# Shipping Boxes from USA



## hutchij (Aug 18, 2013)

Hello:

I am moving to Lisbon from the San Francisco Bay area next month. I'm not planning on shipping furniture, or anything extremely heavy/oversized, so the household items I'll be bringing can be boxed, as opposed to placed in a container. 

Earlier today, I visited the UPS store to get a quote on one box, and was shocked to learn that it would cost approx. $300 USD to ship; using the United States Postal service will be about $127 USD, which is better, but still surprisingly expensive. 

Is there another way of shipping boxes from the US that people are aware of? It's not essential the items arrive in Lisbon quickly, so I'm willing to sacrifice speed for a lower priced option. 

Thus far, my research suggests using the US Postal service might be the way to go, but perhaps people on this forum with experience shipping items from the US may have valuable insights. 

Thanks!


----------



## travelling-man (Jun 17, 2011)

You don't say how many boxes or what sort of weight is involved but perhaps a household removals company might be worth considering?

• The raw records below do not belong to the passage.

PR #214, opened 2024-06-11
Optionally Synchronous sendFDRS()

timmbogner:
With this change, the system sends all buffered LoRa transmissions before leaving sendFDRS(). This emulates a synchronous send routine, despite our background operations now occuring asynchronously. If a user is sending and receiving data at the same time, they can use the asynchronous sendFDRS(true), which only sends the data to the buffer.

This still needs:

- the examples currently using sendFDRS() asyncronously to be changed,
- documentation adjusted
- testing that ESP-NOW isn't affected
- optimize deep-sleep. It needs to clear out or "flush" the send buffer before sleeping. (Thanks for reminding me of that word @fairoldi :D)

### DIFF
--- a/src/fdrs_node.h
+++ b/src/fdrs_node.h
@@ -220,6 +220,7 @@ bool sendFDRSinternal()
 bool sendFDRS(bool is_async)
 {
   bool ret = sendFDRSinternal();
+#ifdef USE_LORA
   if (!is_async)
   {
     unsigned long timeout = millis() + 1000;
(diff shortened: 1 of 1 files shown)


aviateur17:
I don't think this gonna quite work.    This makes sure the Async Queue is empty but doesn't make sure that the transmit is complete.  The Async queue (circular buffer) transfers into a temporary buffer (linear buffer) and then sends out.   If ACKs are enabled then we need to wait for them to come back from the gateway and may potentially need to wait for a couple of them.  So in an ideal situation this may work but I'd like to take another crack at it.  I hope that's okay.    I'm thinking about bringing back old transmitLoRa function code that was synchronous and then we can default sendFDRS to use that synchronous transmitLoRa function.

PR #216, opened 2024-06-13
Mqtt topics

aviateur17:
Created Global Defines for MQTT Topics:

// MQTT Topics
#define GLOBAL_TOPIC_DATA    "fdrs/data"
#define GLOBAL_TOPIC_STATUS  "fdrs/status"
#define GLOBAL_TOPIC_COMMAND "fdrs/command"
#define GLOBAL_TOPIC_DATA_BACKLOG "fdrs/databacklog"   // Used in filesystem module


timmbogner:
This looks great! I'm not sure if we're going to need to add all the new options to the example sketch configs. My idea: I think we should start a list of configs that the user can define. Then we can add a quick bit of documentation to the config file about how local vs. global configs work, as well as the list of configs that can be defined locally. Then I'd like to condense the configs a bit and  remove seldom-used options like the MQTT topics and static IP configs, plus move the WiFi credentials and MQTT info closer to the top. I'll think about the blurb and try to get those changes submitted in the next couple days.

This also has the irrigation example changes in it, which I had one last note on: You have the `registerWithGateway()` function that's essentially doing what already should be done in the background by the ESP-NOW controller's `refresh_registration()` function. To my knowledge the only device that should need to register are ESP-NOW controllers, since LoRa controllers just process all incoming broadcast packets from their gateway. If this is just an oversight, no problem. If there's something new with LoRa timekeeping requiring more connection maintenance, let me know.

The other stuff sounds good too, but I haven't had a chance to dive in. I kinda only have time for this one response this morning, but I'll make the rounds later on.

aviateur17:
> This looks great! I'm not sure if we're going to need to add all the new options to the example sketch configs. My idea: I think we should start a list of configs that the user can define. Then we can add a quick bit of documentation to the config file about how local vs. global configs work, as well as the list of configs that can be defined locally. Then I'd like to condense the configs a bit and remove seldom-used options like the MQTT topics and static IP configs (they'll be moved to the list), plus move the WiFi credentials and MQTT info closer to the top. I'll think about the blurb and try to get those changes submitted in the next couple days.

Maybe we can split that out into a discussion topic - User definable configuration options

> 
> This also has the irrigation example changes in it, which I had one last note on: You have the `registerWithGateway()` function that's essentially doing what already should be done in the background by the ESP-NOW controller's `refresh_registration()` function. To my knowledge the only device that should need to register are ESP-NOW controllers, since LoRa controllers just process all incoming broadcast packets from their gateway. If this is just an oversight, no problem. If there's something new with LoRa timekeeping requiring more connection maintenance, let me know.

I did not intend to include that example in there.  Not sure if I can go back and change it but I will try to back out that change later on.   I'll copy this comment into that specifc PR and we can address that in the discussion related to that irrigation sketch PR.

Another issue you might need to consider is import taxes...... If it's a permanent move for you, you might be entitled to tax free import of household goods but you'll need to get a certificate of baggage list stamped by the PT High Commission (before you leave) and if you do have to pay import tax, you might consider where in the EU you're initially going to import into......... For example, PT charges 23% VAT and Denmark is considerably lower on most but possibly not all items.


----------



## canoeman (Mar 3, 2011)

Generally cheapest is a part load in a container with a generous arrival date.
To put into perspective the cheapest I can send a Max 60 kgm parcel UK to Portugal is appox $50 so $127 for 6000 miles doesn't seem excessive

Please don't forget import conditions if you don't want to pay import duty see Embassy link

Importation of Household Effects


----------



## baldilocks (Mar 7, 2010)

Get in touch with Bekins Bekins Van Lines, Inc. and ask their local agent to come round and give you a quote. They moved a load of stuff for us (much less than a container load) packed it, stored it and shipped it door to door, handling all the paperwork for a very reasonable rate. It costs nothing to ask.


----------



## hutchij (Aug 18, 2013)

Thank you for the comments; I appreciate them!


----------



## siobhanwf (Mar 20, 2009)

Dhream who now lives in Thailand has posted some good advice. http://www.expatforum.com/expats/th...d/344977-ex-port-tips-please.html#post3285385

He has shipped his goods three times from OZ to Scotland to Portugal to Thailand


----------



## bom dia lisbon (Aug 8, 2013)

This is only secondhand info as I did not have my things shipped, but I have heard of other people in the USA using shipping companies in Newark NJ. Newark has a sizable Portuguese population and companies there are familiar with what you want. I myself didn't bring much over, just paid the airline for a few extra suitcases, and since arriving I've been doing my part to contribute to Ikea's profits


----------



## baldilocks (Mar 7, 2010)

bom dia lisbon said:


> Tsince arriving I've been doing my part to contribute to Ikea's profits


and adding to local employment opportunities!


----------



## JohnBoy (Oct 25, 2009)

I know of a company that charge $10 per cubic foot and that includes shipping and any import duties. Let me know if that is of interest and I'll dig the details out.


----------



## hutchij (Aug 18, 2013)

Thank you, JohnBoy--that would be most appreciated!


----------



## JohnBoy (Oct 25, 2009)

No problem Hutchi. I'm actually your side of the big pond at the moment on holiday but will contact someone back home for the details and get back to you in a day or so.


----------



## hutchij (Aug 18, 2013)

Much appreciated, and enjoy your vacation.


----------



## JohnBoy (Oct 25, 2009)

Hi Hutchi. Thanks for your best wishes. I'm still on the case but having a problem contacting my friend back in PT at the moment. I will get back to you just as soon as I have an answer.


----------



## JohnBoy (Oct 25, 2009)

Hi Hutchi

The company that I know of is at: Portugalia Sales

If that link gets snipped just Google Portugalia Sales at Newark, NJ.


----------



## hutchij (Aug 18, 2013)

Thank you, and I'll absolutely give them a call. 

Thank you again!


----------